[[ Provided records, beginning ]]

PR #718, opened 2024-09-05
Add tags for various O&B team bumps

mallardduck:

### DIFF
--- a/images-list
+++ b/images-list
@@ -49,6 +49,7 @@ curlimages/curl rancher/mirrored-curlimages-curl 7.73.0
 curlimages/curl rancher/mirrored-curlimages-curl 7.77.0
 curlimages/curl rancher/mirrored-curlimages-curl 7.83.1
 curlimages/curl rancher/mirrored-curlimages-curl 7.85.0
+curlimages/curl rancher/mirrored-curlimages-curl 8.9.1
 directxman12/k8s-prometheus-adapter rancher/mirrored-directxman12-k8s-prometheus-adapter v0.8.3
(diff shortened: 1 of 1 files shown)


jbiers (approved):

images-list
```diff
@@ -270,6 +271,7 @@ ghcr.io/epinio/epinio-unpacker rancher/mirrored-epinio-epinio-unpacker v1.6.2
 ghcr.io/epinio/epinio-unpacker rancher/mirrored-epinio-epinio-unpacker v1.8.1
 ghcr.io/epinio/epinio-unpacker rancher/mirrored-epinio-epinio-unpacker v1.9.0
 ghcr.io/epinio/epinio-unpacker rancher/mirrored-epinio-epinio-unpacker v1.10.0
+ghcr.io/jimmidyson/configmap-reload rancher/mirrored-jimmidyson-configmap-reload v0.13.1
```
brandond, line 274: just to confirm, we are no longer sourcing this from `docker.io/jimmidyson/configmap-reload`

brandond (approved):

images-list
mallardduck: Correct - same git repo source, but they stopped pushing to dockerhub and started using GHCR. I think in a scenario like that we can keep the same mirror destination right?

Note from upstream:
> Since version v0.10, the Docker image is available from ghcr.io at https://github.com/jimmidyson/configmap-reload/pkgs/container/configmap-reload. Previous versons are available from Docker Hub at https://hub.docker.com/r/jimmidyson/configmap-reload

brandond: yeah sgtm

[[ Provided records, end ]]

▶ Work to be completed: Scan the lines above for the word "from" and copy every one where it occurs.

▶ Result of the task:
brandond, line 274: just to confirm, we are no longer sourcing this from `docker.io/jimmidyson/configmap-reload`
Note from upstream:
> Since version v0.10, the Docker image is available from ghcr.io at https://github.com/jimmidyson/configmap-reload/pkgs/container/configmap-reload. Previous versons are available from Docker Hub at https://hub.docker.com/r/jimmidyson/configmap-reload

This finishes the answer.